## How to complete this task
The response must consist of the lines below from the one with "width = self$width" through the one with "Nice - thanks!", exactly as they appear and with both ends kept.

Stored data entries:
_____

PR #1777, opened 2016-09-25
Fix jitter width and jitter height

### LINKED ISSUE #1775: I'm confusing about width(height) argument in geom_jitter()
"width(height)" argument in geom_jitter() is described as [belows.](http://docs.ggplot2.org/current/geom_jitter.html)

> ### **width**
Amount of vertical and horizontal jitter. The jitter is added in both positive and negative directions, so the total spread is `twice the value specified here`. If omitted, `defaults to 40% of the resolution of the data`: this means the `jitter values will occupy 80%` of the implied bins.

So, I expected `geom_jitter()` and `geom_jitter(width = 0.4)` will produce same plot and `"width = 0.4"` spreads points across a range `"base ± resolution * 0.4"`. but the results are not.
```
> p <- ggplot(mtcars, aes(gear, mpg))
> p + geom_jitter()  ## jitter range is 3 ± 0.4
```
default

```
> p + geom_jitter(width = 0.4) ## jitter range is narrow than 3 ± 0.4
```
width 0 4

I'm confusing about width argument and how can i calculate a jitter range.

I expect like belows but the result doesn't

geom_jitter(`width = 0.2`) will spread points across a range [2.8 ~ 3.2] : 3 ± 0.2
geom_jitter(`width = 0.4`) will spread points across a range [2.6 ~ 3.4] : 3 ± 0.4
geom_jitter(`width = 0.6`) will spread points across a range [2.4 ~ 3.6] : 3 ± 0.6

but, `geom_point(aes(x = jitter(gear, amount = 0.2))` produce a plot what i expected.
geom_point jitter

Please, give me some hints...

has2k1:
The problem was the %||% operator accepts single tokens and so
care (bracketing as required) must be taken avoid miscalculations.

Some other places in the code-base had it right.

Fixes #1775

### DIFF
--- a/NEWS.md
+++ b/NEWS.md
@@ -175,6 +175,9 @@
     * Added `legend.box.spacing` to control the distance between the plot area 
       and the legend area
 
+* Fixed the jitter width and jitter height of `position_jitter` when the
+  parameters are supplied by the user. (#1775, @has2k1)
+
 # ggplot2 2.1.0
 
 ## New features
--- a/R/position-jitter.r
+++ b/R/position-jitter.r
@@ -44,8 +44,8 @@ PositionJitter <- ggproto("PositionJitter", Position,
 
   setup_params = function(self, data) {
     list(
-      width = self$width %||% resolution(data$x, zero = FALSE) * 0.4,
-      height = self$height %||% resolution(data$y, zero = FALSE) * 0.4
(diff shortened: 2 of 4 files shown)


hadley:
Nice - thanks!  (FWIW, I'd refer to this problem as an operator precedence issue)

_____

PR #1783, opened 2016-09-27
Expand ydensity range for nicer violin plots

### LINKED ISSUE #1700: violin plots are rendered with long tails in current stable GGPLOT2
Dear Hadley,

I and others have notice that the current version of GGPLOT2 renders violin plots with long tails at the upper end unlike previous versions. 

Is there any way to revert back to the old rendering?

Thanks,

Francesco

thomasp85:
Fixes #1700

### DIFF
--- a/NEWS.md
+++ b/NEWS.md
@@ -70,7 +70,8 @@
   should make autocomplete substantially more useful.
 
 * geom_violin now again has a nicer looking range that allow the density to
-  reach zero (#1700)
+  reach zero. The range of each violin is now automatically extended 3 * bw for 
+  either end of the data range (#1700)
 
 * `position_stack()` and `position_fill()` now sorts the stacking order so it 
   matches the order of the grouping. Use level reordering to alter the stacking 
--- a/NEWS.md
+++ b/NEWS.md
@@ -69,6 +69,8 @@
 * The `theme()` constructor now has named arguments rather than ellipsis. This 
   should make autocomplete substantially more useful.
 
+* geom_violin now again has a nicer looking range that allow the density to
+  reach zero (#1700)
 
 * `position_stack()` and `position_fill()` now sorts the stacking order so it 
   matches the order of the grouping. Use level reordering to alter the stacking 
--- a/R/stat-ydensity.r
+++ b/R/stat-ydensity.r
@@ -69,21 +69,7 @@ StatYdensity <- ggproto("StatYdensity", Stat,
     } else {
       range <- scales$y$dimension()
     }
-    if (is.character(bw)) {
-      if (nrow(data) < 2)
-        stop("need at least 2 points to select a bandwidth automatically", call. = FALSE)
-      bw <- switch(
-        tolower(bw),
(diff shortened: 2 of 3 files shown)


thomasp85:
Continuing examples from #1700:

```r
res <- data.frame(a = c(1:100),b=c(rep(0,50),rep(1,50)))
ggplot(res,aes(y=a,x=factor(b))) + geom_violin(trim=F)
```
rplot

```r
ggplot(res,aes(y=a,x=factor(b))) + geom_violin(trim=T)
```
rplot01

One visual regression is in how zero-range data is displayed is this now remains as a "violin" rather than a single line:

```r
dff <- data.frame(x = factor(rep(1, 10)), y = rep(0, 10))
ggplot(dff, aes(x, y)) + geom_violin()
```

_____

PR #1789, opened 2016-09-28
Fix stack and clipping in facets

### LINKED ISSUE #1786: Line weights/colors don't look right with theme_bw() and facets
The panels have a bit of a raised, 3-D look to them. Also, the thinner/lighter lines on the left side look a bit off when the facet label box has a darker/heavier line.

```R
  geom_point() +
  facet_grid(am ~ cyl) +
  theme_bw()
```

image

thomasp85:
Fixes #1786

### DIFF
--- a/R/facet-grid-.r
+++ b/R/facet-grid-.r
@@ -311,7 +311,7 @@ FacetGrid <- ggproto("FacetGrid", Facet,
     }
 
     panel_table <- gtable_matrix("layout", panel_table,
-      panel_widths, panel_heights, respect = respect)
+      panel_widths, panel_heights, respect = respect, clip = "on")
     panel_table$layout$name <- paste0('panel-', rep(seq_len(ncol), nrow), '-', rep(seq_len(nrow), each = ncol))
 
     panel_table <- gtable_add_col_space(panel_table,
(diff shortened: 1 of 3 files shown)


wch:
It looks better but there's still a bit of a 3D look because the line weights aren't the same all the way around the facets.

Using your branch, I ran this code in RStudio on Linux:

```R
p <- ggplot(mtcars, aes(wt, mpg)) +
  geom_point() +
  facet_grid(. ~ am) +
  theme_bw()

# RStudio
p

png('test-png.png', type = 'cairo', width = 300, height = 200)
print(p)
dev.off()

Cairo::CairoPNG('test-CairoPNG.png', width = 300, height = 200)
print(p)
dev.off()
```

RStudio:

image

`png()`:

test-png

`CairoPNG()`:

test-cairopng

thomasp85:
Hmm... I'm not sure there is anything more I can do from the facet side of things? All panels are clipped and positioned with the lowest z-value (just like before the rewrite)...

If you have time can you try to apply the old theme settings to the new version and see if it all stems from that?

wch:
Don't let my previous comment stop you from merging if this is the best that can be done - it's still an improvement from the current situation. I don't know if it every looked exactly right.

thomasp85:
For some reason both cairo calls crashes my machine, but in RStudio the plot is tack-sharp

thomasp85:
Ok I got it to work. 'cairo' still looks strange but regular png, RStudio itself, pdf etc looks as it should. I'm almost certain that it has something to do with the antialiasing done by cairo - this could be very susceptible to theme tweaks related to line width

_____

## Solution below
-      width = self$width %||% resolution(data$x, zero = FALSE) * 0.4,
-      height = self$height %||% resolution(data$y, zero = FALSE) * 0.4
(diff shortened: 2 of 4 files shown)


hadley:
Nice - thanks!  (FWIW, I'd refer to this problem as an operator precedence issue)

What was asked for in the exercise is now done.